Anyon tunneling in the ν=1/3 fractional quantum Hall state

The edge modes of the fractional quantum Hall states are theoretically described by chiral Luttinger liquid (CLL) theory. Tunneling conductance between weakly backscattered counterpropagating edge modes may be used to probe the topological properties of the bulk and are a powerful probe of edge dynamics. However, experimental observations of the tunneling conductance in GaAs devices have historically exhibited features that do not agree with theoretical predictions for a chiral Luttinger liquid. Here we present measurements using a quantum point contact (QPC) in a GaAs quantum well which is part of a Fabry-Pérot interferometer previously used to measure anyonic braiding statistics. The GaAs heterostructure has two additional screening wells populated with electrons.
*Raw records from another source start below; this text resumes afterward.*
PR #53, opened 2020-11-16
injectproxy: support queries via HTTP POST

squat:
Currently, the prom-label-proxy does not support proxying requests that
are sent via the HTTP POST method, whereas the Prometheus HTTP API
accepts query requests via both GET and POST.

This commit adds support for proxying queries via HTTP POST.
Note: these are the important cases to consider:
* POST requests can send the query via the URL query string;
* POST requests can send the query via the POST body;
* POST requests can send two queries, one in the POST body and another
in the URL query string; the Prometheus API's implementation implicitly
choses the query from the POST body, but relying on this implicit
behavior could lead to a potential vulnerability if the behavior ever
changes so the code today overrides queries in both locations
independetly; and
* POST requests may send some form values in the POST body, some in the
URL query string, and no query at all.

Signed-off-by: Lucas Servén Marín <lserven@gmail.com>

### DIFF
--- a/injectproxy/routes.go
+++ b/injectproxy/routes.go
@@ -16,6 +16,7 @@ package injectproxy
 import (
 	"context"
 	"fmt"
+	"io/ioutil"
 	"net/http"
 	"net/http/httputil"
 	"net/url"
@@ -159,27 +160,64 @@ func (r *routes) noop(w http.ResponseWriter, req *http.Request) {
 }
 
 func (r *routes) query(w http.ResponseWriter, req *http.Request) {
-	expr, err := parser.ParseExpr(req.FormValue(queryParam))
+	// The `query` can come in the URL query string and/or the POST body.
+	// For this reason, we need to try to enforcing in both places.
+	// Note: a POST request may include some values in the URL query string
+	// and others in the body. If both locations include a `query`, then
+	// enforce in both places.
+	q, f1, err := enforceValues(req.Context(), r.label, req.URL.Query())
 	if err != nil {
 		return
+	}
+	req.URL.RawQuery = q
+
+	var f2 bool
+	// Enforce the query in the POST body if needed.
+	if req.Method == http.MethodPost {
+		if err := req.ParseForm(); err != nil {
+			return
+		}
+		q, f2, err = enforceValues(req.Context(), r.label, req.PostForm)
+		if err != nil {
+			return
+		}
+		req.Body = ioutil.NopCloser(strings.NewReader(q))
+		req.ContentLength = int64(len(q))
+	}
+
+	// If no query was found, return early.
+	if !f1 && !f2 {
+		return
+	}
+
+	r.handler.ServeHTTP(w, req)
+}
+
+func enforceValues(ctx context.Context, name string, v url.Values) (string, bool, error) {
+	// If no values were given or no query is present,
+	// e.g. because the query came in the POST body
+	// but the URL query string was passed, then finish early.
+	if v.Get("query") == "" {
+		return v.Encode(), false, nil
+	}
+	expr, err := parser.ParseExpr(v.Get("query"))
+	if err != nil {
+		return "", true, err
 	}
 
 	e := NewEnforcer([]*labels.Matcher{
 		{
-			Name:  r.label,
+			Name:  name,
 			Type:  labels.MatchEqual,
-			Value: mustLabelValue(req.Context()),
+			Value: mustLabelValue(ctx),
 		},
 	}...)
 	if err := e.EnforceNode(expr); err != nil {
-		return
+		return "", true, err
 	}
 
-	q := req.URL.Query()
-	q.Set(queryParam, expr.String())
-	req.URL.RawQuery = q.Encode()
-
-	r.handler.ServeHTTP(w, req)
+	v.Set(queryParam, expr.String())
+	return v.Encode(), true, nil
 }
 
 // matcher ensures all the provided match[] if any has label injected. If none was provided, single matcher is injected.
--- a/injectproxy/routes.go
+++ b/injectproxy/routes.go
@@ -160,58 +160,59 @@ func (r *routes) noop(w http.ResponseWriter, req *http.Request) {
 }
 
 func (r *routes) query(w http.ResponseWriter, req *http.Request) {
+	e := NewEnforcer([]*labels.Matcher{{
+		Name:  r.label,
+		Type:  labels.MatchEqual,
+		Value: mustLabelValue(req.Context()),
+	}}...)
+
 	// The `query` can come in the URL query string and/or the POST body.
 	// For this reason, we need to try to enforcing in both places.
 	// Note: a POST request may include some values in the URL query string
 	// and others in the body. If both locations include a `query`, then
 	// enforce in both places.
-	q, f1, err := enforceValues(req.Context(), r.label, req.URL.Query())
+	q, found1, err := enforceQueryValues(e, req.URL.Query())
 	if err != nil {
 		return
 	}
 	req.URL.RawQuery = q
 
-	var f2 bool
+	var found2 bool
 	// Enforce the query in the POST body if needed.
 	if req.Method == http.MethodPost {
 		if err := req.ParseForm(); err != nil {
 			return
 		}
-		q, f2, err = enforceValues(req.Context(), r.label, req.PostForm)
+		q, found2, err = enforceQueryValues(e, req.PostForm)
 		if err != nil {
 			return
 		}
+		// We are replacing request body, close previous one (ParseForm ensures it is read fully and not nil).
+		_ = req.Body.Close()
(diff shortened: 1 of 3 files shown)


injectproxy/routes.go
```diff
@@ -118,27 +120,65 @@ func (r *routes) noop(w http.ResponseWriter, req *http.Request) {
...
 func (r *routes) query(w http.ResponseWriter, req *http.Request) {
-	expr, err := parser.ParseExpr(req.FormValue("query"))
+	// The `query` can come in the URL query string and/or the POST body.
+	// For this reason, we need to try to enforcing in both places.
+	// Note: a POST request may include some values in the URL query string
+	// and others in the body. If both locations include a `query`, then
+	// enforce in both places.
+	q, f1, err := enforceValues(req.Context(), r.label, req.URL.Query())
 	if err != nil {
 		return
```
bwplotka, line 130: all of those errors I think should be reporter somehow :thinking:

injectproxy/routes.go
```diff
@@ -118,27 +120,65 @@ func (r *routes) noop(w http.ResponseWriter, req *http.Request) {
 }
 
 func (r *routes) query(w http.ResponseWriter, req *http.Request) {
-	expr, err := parser.ParseExpr(req.FormValue("query"))
+	// The `query` can come in the URL query string and/or the POST body.
+	// For this reason, we need to try to enforcing in both places.
```
bwplotka, line 124:
```suggestion
	// , so enforce in label in both places.
```

injectproxy/routes.go
```diff
@@ -118,27 +120,65 @@ func (r *routes) noop(w http.ResponseWriter, req *http.Request) {
...
+	// Note: a POST request may include some values in the URL query string
```
bwplotka, line 125: That sounds wrong, shouldn't we just expect one of ways?

injectproxy/routes.go
```diff
@@ -118,27 +120,65 @@ func (r *routes) noop(w http.ResponseWriter, req *http.Request) {
...
+	// enforce in both places.
+	q, f1, err := enforceValues(req.Context(), r.label, req.URL.Query())
 	if err != nil {
 		return
 	}
+	req.URL.RawQuery = q
+
+	var f2 bool
+	// Enforce the query in the POST body if needed.
+	if req.Method == http.MethodPost {
```
bwplotka, line 136: I would always do that. This is because GET can have body as well (: Wonder if that was not a leak before this impl then (I think Prom takes form no matter what, also for GETs)

https://stackoverflow.com/questions/978061/http-get-with-request-body

bwplotka: Also I wonder if we can just remove the upper one and always parse Form. This is because Form takes care of query as well:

These screening wells produce a sharp confinement potential which allows the anyonic quasiparticles of the fractional quantum hall liquid to tunnel between counterpropagating edges through a gapped region maintained at filling factor 1/3. The tunneling conductance measured in the weak-backscattering limit at the ν=1/3 follows the description of the CLL theory. Moreover, the Luttinger parameter extracted from the relation between the tunneling conductance and the bias voltage is g = 0.335 ± 0.005. To our knowledge, this is the first direct observation of anyon tunneling in the weak backscattering limit that is fully consistent with the predictions for a chiral Luttinger liquid.